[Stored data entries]
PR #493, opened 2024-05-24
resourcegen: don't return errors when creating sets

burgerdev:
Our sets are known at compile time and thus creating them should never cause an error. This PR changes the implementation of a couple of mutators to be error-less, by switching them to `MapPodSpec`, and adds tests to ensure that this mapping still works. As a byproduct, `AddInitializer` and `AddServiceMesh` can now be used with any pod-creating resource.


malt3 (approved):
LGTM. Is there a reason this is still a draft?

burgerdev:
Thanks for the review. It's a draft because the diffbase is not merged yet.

---

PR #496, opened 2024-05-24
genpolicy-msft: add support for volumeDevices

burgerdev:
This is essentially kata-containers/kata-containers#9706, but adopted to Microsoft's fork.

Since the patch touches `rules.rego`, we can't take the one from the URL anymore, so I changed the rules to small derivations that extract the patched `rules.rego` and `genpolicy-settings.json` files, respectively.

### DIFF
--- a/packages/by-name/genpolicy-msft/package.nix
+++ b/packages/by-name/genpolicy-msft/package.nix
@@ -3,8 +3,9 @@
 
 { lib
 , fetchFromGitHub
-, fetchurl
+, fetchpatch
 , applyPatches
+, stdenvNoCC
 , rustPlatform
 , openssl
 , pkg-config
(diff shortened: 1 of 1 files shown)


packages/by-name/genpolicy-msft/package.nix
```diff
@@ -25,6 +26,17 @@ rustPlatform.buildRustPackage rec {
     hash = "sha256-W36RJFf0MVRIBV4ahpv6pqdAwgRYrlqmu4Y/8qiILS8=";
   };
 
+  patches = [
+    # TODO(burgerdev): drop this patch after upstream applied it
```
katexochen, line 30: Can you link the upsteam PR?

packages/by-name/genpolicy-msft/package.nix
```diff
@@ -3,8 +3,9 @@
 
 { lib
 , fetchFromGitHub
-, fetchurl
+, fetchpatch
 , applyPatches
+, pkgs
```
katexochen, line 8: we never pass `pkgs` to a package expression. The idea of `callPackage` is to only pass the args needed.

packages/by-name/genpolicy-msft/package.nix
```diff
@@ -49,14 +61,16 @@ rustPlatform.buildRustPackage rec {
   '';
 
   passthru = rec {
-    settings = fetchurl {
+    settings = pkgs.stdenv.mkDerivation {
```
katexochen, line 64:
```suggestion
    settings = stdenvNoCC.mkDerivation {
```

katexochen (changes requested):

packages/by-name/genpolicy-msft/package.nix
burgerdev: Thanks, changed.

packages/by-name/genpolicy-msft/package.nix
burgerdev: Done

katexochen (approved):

...

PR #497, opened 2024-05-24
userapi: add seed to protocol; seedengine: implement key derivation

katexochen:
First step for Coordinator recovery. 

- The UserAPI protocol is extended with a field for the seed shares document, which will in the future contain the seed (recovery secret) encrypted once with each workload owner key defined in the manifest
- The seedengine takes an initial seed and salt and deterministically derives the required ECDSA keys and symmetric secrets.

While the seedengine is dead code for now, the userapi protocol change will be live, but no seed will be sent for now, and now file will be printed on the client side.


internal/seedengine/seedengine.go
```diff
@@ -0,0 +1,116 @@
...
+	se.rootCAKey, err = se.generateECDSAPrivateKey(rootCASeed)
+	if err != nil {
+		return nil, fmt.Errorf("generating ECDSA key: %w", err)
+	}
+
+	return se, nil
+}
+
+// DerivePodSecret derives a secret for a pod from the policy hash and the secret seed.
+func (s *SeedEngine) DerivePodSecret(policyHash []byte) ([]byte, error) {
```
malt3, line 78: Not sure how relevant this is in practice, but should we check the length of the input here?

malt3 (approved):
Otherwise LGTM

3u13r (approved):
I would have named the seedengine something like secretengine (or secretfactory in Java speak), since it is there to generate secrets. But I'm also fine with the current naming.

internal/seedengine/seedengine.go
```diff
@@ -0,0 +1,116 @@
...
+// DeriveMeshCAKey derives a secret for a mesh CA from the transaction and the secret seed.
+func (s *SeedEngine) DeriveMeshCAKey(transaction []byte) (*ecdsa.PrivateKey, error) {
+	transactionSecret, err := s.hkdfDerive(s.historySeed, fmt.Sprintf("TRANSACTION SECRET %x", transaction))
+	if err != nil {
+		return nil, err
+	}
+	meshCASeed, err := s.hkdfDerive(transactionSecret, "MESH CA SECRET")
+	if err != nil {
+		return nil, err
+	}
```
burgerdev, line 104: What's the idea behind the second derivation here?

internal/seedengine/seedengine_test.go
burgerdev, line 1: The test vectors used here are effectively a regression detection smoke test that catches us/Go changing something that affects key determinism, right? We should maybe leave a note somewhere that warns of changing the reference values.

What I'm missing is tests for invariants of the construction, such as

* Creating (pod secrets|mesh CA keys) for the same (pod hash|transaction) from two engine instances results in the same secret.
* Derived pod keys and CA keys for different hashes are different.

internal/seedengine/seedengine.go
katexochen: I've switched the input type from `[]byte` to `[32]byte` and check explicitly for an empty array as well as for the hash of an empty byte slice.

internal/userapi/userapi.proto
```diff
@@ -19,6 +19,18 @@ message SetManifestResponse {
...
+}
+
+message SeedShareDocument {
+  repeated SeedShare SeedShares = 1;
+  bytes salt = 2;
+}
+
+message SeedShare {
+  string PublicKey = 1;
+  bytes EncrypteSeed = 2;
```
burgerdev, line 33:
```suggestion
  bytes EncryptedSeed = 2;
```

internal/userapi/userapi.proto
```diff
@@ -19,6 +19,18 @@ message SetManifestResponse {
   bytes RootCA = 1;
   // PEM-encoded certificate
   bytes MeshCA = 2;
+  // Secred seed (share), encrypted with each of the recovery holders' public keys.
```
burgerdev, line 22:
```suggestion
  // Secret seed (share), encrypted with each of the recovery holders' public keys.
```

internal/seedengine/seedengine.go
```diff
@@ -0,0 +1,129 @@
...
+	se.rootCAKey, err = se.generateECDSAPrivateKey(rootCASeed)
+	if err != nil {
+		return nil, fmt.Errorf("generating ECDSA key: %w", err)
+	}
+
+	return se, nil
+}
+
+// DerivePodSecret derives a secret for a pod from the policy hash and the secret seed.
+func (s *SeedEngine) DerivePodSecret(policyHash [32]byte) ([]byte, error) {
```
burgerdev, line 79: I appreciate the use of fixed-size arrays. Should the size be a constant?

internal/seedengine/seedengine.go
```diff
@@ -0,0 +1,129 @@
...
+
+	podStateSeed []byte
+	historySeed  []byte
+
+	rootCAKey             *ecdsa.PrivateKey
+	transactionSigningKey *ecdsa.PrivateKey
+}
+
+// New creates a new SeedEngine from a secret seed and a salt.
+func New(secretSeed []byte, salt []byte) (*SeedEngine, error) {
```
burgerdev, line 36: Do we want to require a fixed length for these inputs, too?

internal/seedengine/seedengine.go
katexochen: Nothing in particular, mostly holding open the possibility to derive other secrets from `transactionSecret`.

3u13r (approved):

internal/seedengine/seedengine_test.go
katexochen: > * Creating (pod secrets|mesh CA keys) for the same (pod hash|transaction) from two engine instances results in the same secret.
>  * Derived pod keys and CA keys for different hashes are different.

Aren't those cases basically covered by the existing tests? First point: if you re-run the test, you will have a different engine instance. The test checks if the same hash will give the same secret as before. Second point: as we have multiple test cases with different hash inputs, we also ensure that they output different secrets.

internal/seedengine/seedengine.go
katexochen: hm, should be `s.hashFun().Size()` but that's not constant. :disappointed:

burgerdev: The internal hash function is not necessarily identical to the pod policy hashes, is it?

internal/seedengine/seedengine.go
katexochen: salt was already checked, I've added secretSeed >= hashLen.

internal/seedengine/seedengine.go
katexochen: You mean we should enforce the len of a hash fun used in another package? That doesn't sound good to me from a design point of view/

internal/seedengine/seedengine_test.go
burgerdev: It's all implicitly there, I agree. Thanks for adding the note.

To do: Taking the line with "PR #493, opened 2024-05-24" as the first and the line with "Thanks for the" as the last, retype that stretch of the data above exactly, with no other lines.

Solution to this task:
PR #493, opened 2024-05-24
resourcegen: don't return errors when creating sets

burgerdev:
Our sets are known at compile time and thus creating them should never cause an error. This PR changes the implementation of a couple of mutators to be error-less, by switching them to `MapPodSpec`, and adds tests to ensure that this mapping still works. As a byproduct, `AddInitializer` and `AddServiceMesh` can now be used with any pod-creating resource.


malt3 (approved):
LGTM. Is there a reason this is still a draft?

burgerdev:
Thanks for the review. It's a draft because the diffbase is not merged yet.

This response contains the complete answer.